Talk, Inc.: How Trusted Leaders Use Conversation to Power Their Organizations by Groysberg and Slind is a book with a lot of practical relevance to project leadership.
Talk, Inc.’s guiding premise is that the strength and consistency of a project’s culture can be judged by the quality of its communications. The “project conversation” not only manifests the culture, it also plays a key role in shaping it. Talk is a powerful tool for creating more effective project teams.
The authors point out that project members require a less hierarchical approach, one that acknowledges and supports how information actually circulates through a project. Project leaders can’t control this kind of talk, but they can engage in it, and in the process unleash energy greater than any leader can command.
The authors believe that effective project conversation always involves a combination of four elements: intimacy, interactivity, inclusion, and intentionality.
Intimacy means that talk takes place face-to-face: informally, between two people or in small groups.
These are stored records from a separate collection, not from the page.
PR #260, opened 2018-09-04
Move settings endpoints to a JSON RPC server.

dzeckelev:
Resolves BV-769.

### DIFF
--- a/doc/ui/rpc.md
+++ b/doc/ui/rpc.md
@@ -16,9 +16,34 @@ This document describes a UI JSON RPC API located in "ui" namespace.
 3. Offering id (string)
 4. Gas price (number)
 
-*Result*:
+*Result (object)*:
 - `channel` (string) - id of channel to be created.
 
+### Settings
+
+#### Get Settings
+
+*Method*:	`getSettings`
+
+*Description*: Get settings.
+
+*Parameters*:
+1. Password (string)
+
+*Result (object)*:
+- `settings` (object) - object with keys as setting names and values as setting values.
+
+#### Update Settings
+
+*Method*:	`updateSettings`
+
+*Description*: Update existing settings.
+
+*Parameters*:
+1. Password (string)
+2. Object with keys as setting names and values as setting values (object)
+
+*Result*: None.
 
 #### Create Product
 
@@ -30,7 +55,7 @@ This document describes a UI JSON RPC API located in "ui" namespace.
 1. Password (string)
 2. Product (`data.Product` object)
 
-*Result*:
+*Result (object)*:
 - `product` (string) - id of created product.
 
 
@@ -42,7 +67,7 @@ This document describes a UI JSON RPC API located in "ui" namespace.
 
 *Parameters*: None.
 
-*Result*:
+*Result (object)*:
 1. Products (array of data.Product objects)
 
 
@@ -123,7 +148,7 @@ This document describes a UI JSON RPC API located in "ui" namespace.
 
 *Parameters*:
 1. Password (string)
-2. Template (data.Template object)
+2. Template (`data.Template` object)
 
 *Result (object)*:
 - `template` (string) - id of template to be created.
--- a/ui/db.go
+++ b/ui/db.go
@@ -30,19 +30,6 @@ func (h *Handler) findByColumn(logger log.Logger, notFoundError error,
 	return nil
 }
 
-func (h *Handler) selectOneTo(logger log.Logger,
-	notFoundError error, record reform.Record,
-	tail string, args ...interface{}) error {
-	if err := h.db.SelectOneTo(record, tail, args...); err != nil {
-		logger.Error(err.Error())
-		if err == reform.ErrNoRows {
-			return notFoundError
-		}
-		return ErrInternal
-	}
-	return nil
-}
-
 func (h *Handler) selectAllFrom(logger log.Logger, view reform.View,
 	tail string, args ...interface{}) ([]reform.Struct, error) {
 	rows, err := h.db.SelectAllFrom(view, tail, args...)
--- a/ui/misc.go
+++ b/ui/misc.go
@@ -6,6 +6,7 @@ import (
 	"gopkg.in/reform.v1"
 
 	"github.com/privatix/dappctrl/data"
+	"github.com/privatix/dappctrl/util/errors"
 	"github.com/privatix/dappctrl/util/log"
 )
 
@@ -81,4 +82,12 @@ func (h *Handler) defaultGasPrice(logger log.Logger) (uint64, error) {
 	}
 
 	return val, nil
+}
+
+func (h *Handler) catchError(logger log.Logger, err error) error {
+	if e, ok := err.(errors.Error); ok {
+		return e
+	}
+	logger.Error(err.Error())
+	return ErrInternal
 }
--- a/ui/settings.go
+++ b/ui/settings.go
@@ -1,0 +1,87 @@
+package ui
+
+import (
+	"gopkg.in/reform.v1"
+
+	"github.com/privatix/dappctrl/data"
+)
+
+const settingsCondition = "WHERE permissions > 0"
+
+// GetSettingsResult is a GetSettings result.
+type GetSettingsResult struct {
+	Settings map[string]string `json:"settings"`
+}
+
+// GetSettings returns settings.
+func (h *Handler) GetSettings(
+	password string) (*GetSettingsResult, error) {
+	logger := h.logger.Add("method", "GetSettings")
+
+	err := h.checkPassword(logger, password)
+	if err != nil {
+		return nil, err
+	}
+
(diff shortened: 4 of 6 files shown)


ui/settings.go
```diff
@@ -0,0 +1,108 @@
...
+		err = tx.FindByPrimaryKeyTo(&settingFromDB,
+			setting.Key)
+		if err != nil {
+			if err != reform.ErrNoRows {
+				logger.Error(err.Error())
+				return nil, ErrInternal
+			}
+		}
+
+		// if setting exists and settings.permissions != 2
```
furkhat: Why break abstraction. Replace `2` with `data.ReadWrite`. Little thing but anyway.

ui/db.go
```diff
@@ -0,0 +1,40 @@
...
+
+	"github.com/privatix/dappctrl/util/log"
+)
+
+// Transactional funcs.
+
+func (h *Handler) begin(logger log.Logger) (*reform.TX, error) {
+	tx, err := h.db.Begin()
+	if err != nil {
+		logger.Error(fmt.Sprintf(
```
ababo: Suggest to replace with `"failed to begin transaction: "+err.Error()` or just `err.Error()`.

ui/misc.go
```diff
@@ -28,6 +28,29 @@ func (h *Handler) findByPrimaryKey(logger log.Logger,
...
+			return notFoundError
+		}
+		return ErrInternal
+	}
+	return nil
+}
+
+func (h *Handler) selectAllFrom(logger log.Logger, view reform.View,
+	tail string, args ...interface{}) ([]reform.Struct, error) {
+	rows, err := h.db.SelectAllFrom(view, tail, args...)
```
ababo: Bad name (`rows`) since it can be confused with `sql.Rows`, please use `recs` instead.

ui/settings.go
```diff
@@ -0,0 +1,102 @@
...
+	"github.com/privatix/dappctrl/data"
+)
+
+const (
+	settingsCondition = "WHERE permissions > 0"
+	settingsUpdated   = "updated."
+)
+
+// GetSettingsResult is a GetSettings result.
+type GetSettingsResult []reform.Struct
```
ababo: Please use structs for flexibility. Already told you that.

ui/settings.go
```diff
@@ -0,0 +1,102 @@
...
+	logger := h.logger.Add("method", "GetSettings", "key", key)
+
+	err := h.checkPassword(logger, password)
+	if err != nil {
+		return nil, err
+	}
+
+	if key != "" {
+		var setting data.Setting
+		err = h.selectOneTo(logger, ErrSettingNotFound, &setting,
```
ababo: Does it make sense to use `data.ReadSetting`?

ui/settings.go
ababo: Please consider using `map[string]string` instead.

ui/settings.go
```diff
@@ -0,0 +1,102 @@
...
+// GetSettings returns settings.
+func (h *Handler) GetSettings(password, key string) (GetSettingsResult, error) {
+	logger := h.logger.Add("method", "GetSettings", "key", key)
+
+	err := h.checkPassword(logger, password)
+	if err != nil {
+		return nil, err
+	}
+
+	if key != "" {
```
ababo: Please consider returning all the settings at once without filtering. I doubt the request-per-each-setting scenario is reasonable.

ui/settings.go
```diff
@@ -0,0 +1,102 @@
...
+	if err != nil {
+		return nil, err
+	}
+
+	return settings, err
+}
+
+// UpdateSettings updates settings.
+func (h *Handler) UpdateSettings(password string,
+	items []data.Setting) (*UpdateSettingsResult, error) {
```
ababo: I guess we should pass `map[string]string` instead. Indeed there's no need to update setting descriptions, etc. I also think we need to change the `data.Setting` structure (to drop non-localisable description, etc.) but this is out of scope of this task.

ui/db.go
```diff
@@ -0,0 +1,40 @@
...
+	"fmt"
+
+	"gopkg.in/reform.v1"
+
+	"github.com/privatix/dappctrl/util/log"
+)
+
+// Transactional funcs.
+
+func (h *Handler) begin(logger log.Logger) (*reform.TX, error) {
```
ababo: Consider using `InTransaction` instead of `Begin`/`Rollback`/`Commit`.

ui/settings.go
dzeckelev: This request can not be performed without filtering.
Here we get all the results:
https://github.com/Privatix/dappctrl/blob/2fb2a676dcd90514a6f41056593d2ee7883b0617/ui/settings.go#L41

ui/settings.go
dzeckelev: @ababo updated.

doc/ui/rpc.md
```diff
@@ -19,6 +19,33 @@ This document describes a UI JSON RPC API located in "ui" namespace.
...
+2. Setting key (string)
+
+*Result (object)*:
+- `settings` (array of `data.Setting` objects) - settings objects.
+
+#### Update Settings
+
+*Method*:	`updateSettings`
+
+*Description*: Update exist settings.
```
ababo: existing

doc/ui/rpc.md
```diff
@@ -19,6 +19,33 @@ This document describes a UI JSON RPC API located in "ui" namespace.
...
+
+*Parameters*:
+1. Password (string)
+2. Items maps setting keys to setting values (object)
+
+*Result (object)*:
+- `message` (string) - message about a result of the operation.
```
ababo: Did you mean error? It's always returned.

ui/settings.go
```diff
@@ -0,0 +1,110 @@
+package ui
+
+import (
+	"gopkg.in/reform.v1"
+
+	"github.com/privatix/dappctrl/data"
+)
+
+const (
```
ababo: I would suggest to remove the whole block.

ui/settings.go
```diff
@@ -0,0 +1,110 @@
...
+	SettingsUpdated = "updated."
+)
+
+// GetSettingsResult is a GetSettings result.
+type GetSettingsResult struct {
+	Settings []data.Setting `json:"settings"`
+}
+
+// UpdateSettingsResult is an UpdateSettings result.
+type UpdateSettingsResult struct {
```
ababo: Please drop this type if I understood correctly.

ui/settings.go
```diff
@@ -0,0 +1,110 @@
...
+			if err != nil {
+				logger.Error(err.Error())
+				return ErrInternal
+			}
+		}
+		return nil
+	})
+
+	if err != nil {
+		return nil, err
```
ababo: You cannot return this error directly (only our errors can be returned). I suggest to use the transaction helpers written by @furkhat.

doc/ui/rpc.md
```diff
@@ -19,6 +19,32 @@ This document describes a UI JSON RPC API located in "ui" namespace.
...
+
+#### Get Settings
+
+*Method*:	`getSettings`
+
+*Description*: Get settings.
+
+*Parameters*:
+1. Password (string)
+2. Setting key (string)
```
ababo: We should be able to retrieve all the settings at once as `map[string]string`. Reading a single setting doesn't make much sense. Moreover single object can be retrieved by out generic method.

doc/ui/rpc.md
```diff
@@ -19,6 +19,32 @@ This document describes a UI JSON RPC API located in "ui" namespace.
...
+
+#### Update Settings
+
+*Method*:	`updateSettings`
+
+*Description*: Update existing settings.
+
+*Parameters*:
+1. Password (string)
+2. Items maps setting keys to setting values (object)
```
ababo: Object with keys as setting names and values as setting values (object).

doc/ui/rpc.md
```diff
@@ -96,6 +122,51 @@ This document describes a UI JSON RPC API located in "ui" namespace.
...
+
+#### Create Template
+
+*Method*:	`createTemplate`
+
+*Description*: Create new template.
+
+*Parameters*:
+1. Password (string)
+2. Template (data.Template object)
```
ababo:
```
2. Template (`data.Template` object)
```

doc/ui/rpc.md
ababo: @sofabeat I think we need to reform our settings a bit. I don't see much sense having both name and key fields, why not to have just a name as PK? Moreover we don't need a description since we support localisation, so this part is going to UI's responsibility (if needed). For now I would propose just to throw non-needed fields out of `data.Setting`. Regarding RPC API I would support only two calls: `getSettings` and `updateSettings`. The first one just returns a map name->value (JSON object), the second takes such an object and apply the values (honouring permissions). What do you think?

Project leaders who communicate intimately do so by talking to people at every level of the organization in ways that are personal, authentic, and transparent with regards to intent. They address real concerns in direct language that avoids euphemism and condescension. Because it is rooted in relationships, intimate talk demands that project leaders “get real,” meaning that they have to listen and to be willing to examine their own underlying motives and presumptions about the people with whom they are engaging.
Interactivity means that talk is two-way: there is give-and-take. Profoundly social by nature, interactive talk both elicits responses and provides a means for participants to pass on information. The authors note that interactivity is well served by social media platforms, which facilitate and sometimes mandate two-way communication. But they caution that such technologies are tools that, if misused, can just as easily be counterproductive. Chat windows, for example, are highly ineffective at generating interactive communication because participants perceive one another as “people in a box” rather than partners in an authentic conversation.
Inclusion means relying chiefly on project members’ talk to generate ideas and content. “If you let them build it, they will come,” write Groysberg and Slind. Use the intranet document project experiences, speak through blogs, and let the project team decide what to include . . . and exclude.
Intentionality means that talk is purposeful as well as flowing. Groysberg and Slind note that those who speak with intention do so with a sense of where they hope the conversation will lead and what they want to accomplish. In projects, intentionality is expressed by making sure internal conversations are aligned with personal and project goals.
Talk, Inc. makes a powerful case that effective talk is the primary means of motivating and inspiring loyalty among today’s increasingly social and connected workforce. Knowing what’s going on and feeling that one is part of a larger endeavor is the kind of nonmonetary reward that the new generations of project team members in particular are demanding.
Talk, when it is — intimate, interactive, inclusive, and intentional — is the cultural instrument required to get people engaged . . . and more productive.